To do:
Search the data below for the line containing "feat(dev): CTL-1889 inc", then please set down that line and all remaining ones exactly as written.

Collected data:
________________

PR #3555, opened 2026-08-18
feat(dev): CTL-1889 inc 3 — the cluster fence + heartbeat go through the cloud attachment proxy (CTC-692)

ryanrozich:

________________

Solved exercise:
feat(dev): CTL-1889 inc 3 — the cluster fence + heartbeat go through the cloud attachment proxy (CTC-692)

ryanrozich:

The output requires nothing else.